When asked if, after five years of performing the same character, the experience was still fun for her, Bruce’s response was a resounding yes.

“I love it because you get to meet the most amazing people that I wouldn’t meet in my everyday life, and the audience gets to meet them too. Sometimes the shows are light and fun and amazing and sometimes these men are open enough and able to talk about real things that have happened in their life that are not superlight and fun. When I was doing the Blind Date in Gananoque three years ago I picked a gentleman who turned out to be a soldier in Afghanistan. We talked about that for a bit and it made for a totally different show. It’s fascinating to me,” says Bruce.

For the character of Mimi, Bruce says that she’s able to be much more comfortable with the character now that she’s played it so many times.

“I’m able to sit in it more and be really present without the nervousness related to a playing a new part. The big skills for this show are conversational and asking great, open-ended questions. It has really built up my conversational skills,” says Bruce.

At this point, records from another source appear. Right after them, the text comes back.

PR #27, opened 2018-08-06
Show a warning when a VPN is already running

bemasc:
This change also disables reporting of "onRevoke" as a crash.
This "crash" has occurred thousands of times without any
corresponding user complaints, so it seems likely to be
occurring when the user activates a VPN that replaces Intra.
Hopefully, this text will help users understand this interaction
better.

### DIFF
--- a/Android/app/src/main/java/app/intra/MainActivity.java
+++ b/Android/app/src/main/java/app/intra/MainActivity.java
@@ -27,9 +27,12 @@ import android.graphics.PorterDuff;
 import android.net.ConnectivityManager;
 import android.net.LinkProperties;
 import android.net.Network;
+import android.net.NetworkCapabilities;
 import android.net.Uri;
 import android.net.VpnService;
 import android.os.Build;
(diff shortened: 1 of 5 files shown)


Android/app/src/main/java/app/intra/MainActivity.java
```diff
@@ -463,6 +472,34 @@ private String getSystemDnsServer() {
...
+    if (VERSION.SDK_INT >= VERSION_CODES.M) {
+      Network activeNetwork = connectivityManager.getActiveNetwork();
+      if (activeNetwork == null) {
+        return false;
+      }
+      NetworkCapabilities capabilities = connectivityManager.getNetworkCapabilities(activeNetwork);
+      return capabilities.hasTransport(NetworkCapabilities.TRANSPORT_VPN);
+    }
+    // For pre-M versions, return true if there's any network whose name looks like a VPN.
+    try {
```
cjhenck: Yikes!

PR #34, opened 2018-08-14
Remove all dynamic allocations from onDraw

bemasc:
This is strongly recommended by the Android IDE and docs,
to avoid triggering a garbage collection pause while
drawing.

### DIFF
--- a/Android/app/src/main/java/app/intra/util/DnsQueryTracker.java
+++ b/Android/app/src/main/java/app/intra/util/DnsQueryTracker.java
@@ -50,94 +50,81 @@ public class DnsQueryTracker {
     sync();
   }
 
-  public long getNumRequests() {
-    synchronized (this) {
-      return numRequests;
-    }
+  public synchronized long getNumRequests() {
+    return numRequests;
   }
 
-  public Queue<DnsTransaction> getRecentTransactions() {
-    synchronized (this) {
-      return new LinkedList<>(recentTransactions);
-    }
+  public synchronized Queue<DnsTransaction> getRecentTransactions() {
+    return new LinkedList<>(recentTransactions);
   }
 
   public synchronized void readInto(DnsActivityReader reader) {
     reader.read(Collections.unmodifiableCollection(recentActivity));
   }
 
-  public int countQueriesSince(long startTime) {
-    synchronized (this) {
-      // Linearly scan recent activity.  Due to the small scale (N ~ 300), a more efficient algorithm
-      // does not appear to be necessary.
-      int queries = recentActivity.size();
-      for (long time : recentActivity) {
-        if (time < startTime) {
-          --queries;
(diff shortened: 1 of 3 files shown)


Android/app/src/main/java/app/intra/util/DnsQueryTracker.java
```diff
@@ -60,10 +62,8 @@ public long getNumRequests() {
     }
   }
 
-  public Queue<Long> getRecentActivity() {
-    synchronized (this) {
-      return new LinkedList<>(recentActivity);
-    }
+  public synchronized void readInto(DnsActivityReader reader) {
```
cjhenck: it seems like a bad idea to be using two different locking mechanisms here.  E.g. this isn't synchronizing on `this` while other methods are, and so recentActivity could be modified while this is running.

I'm fairly certain there's no risk of locking though.

Android/app/src/main/java/app/intra/util/DnsQueryTracker.java
```diff
@@ -124,7 +124,7 @@ public void recordTransaction(DnsTransaction transaction) {
     }
   }
 
-  public void sync() {
+  public synchronized  void sync() {
```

The interactive nature of this play and the possibility of catching a friend or neighbour onstage as the star for the night will make for a fun-lighthearted evening of theatre. Any patrons worried about being chosen to come onstage that night should put their minds at ease with the promise that no one is chosen for this without the patron’s prior consent to do so.

The Festival Players presentation of Blind Date starring Bruce runs from August 23 to September 2 at the Regent Theatre in Picton and it will be Bruce’s first time visiting the County. The showtime runs around 70-80 minutes with no intermission. After the Regent Theatre show, Blind Date will head to Vancouver, then to Montreal where creator Northan herself will perform the role of Mimi, completely in French.

LAST PERFORMANCES OF DRAWER BOY
If you haven’t done so already, make plans to see The Drawer Boy before it closes on Saturday. The highly acclaimed work features exceptional performances by Benedict Campbell, John Dolan and Marcel Stewart in a story about the effects of loneliness and isolation in rural life.

Playwright Michael Healey and director Graham Abbey have conspired to use the intimate setting of the Festival Players theatre in Wellington to pull the audience into the lives of these three men while slowly revealing the secrets that propel the plot forward. The atmosphere and storytelling is complemented beautifully by the music accompaniment of George Meanwell.

It is powerful theatre, professionally performed and staged. See it before it’s gone.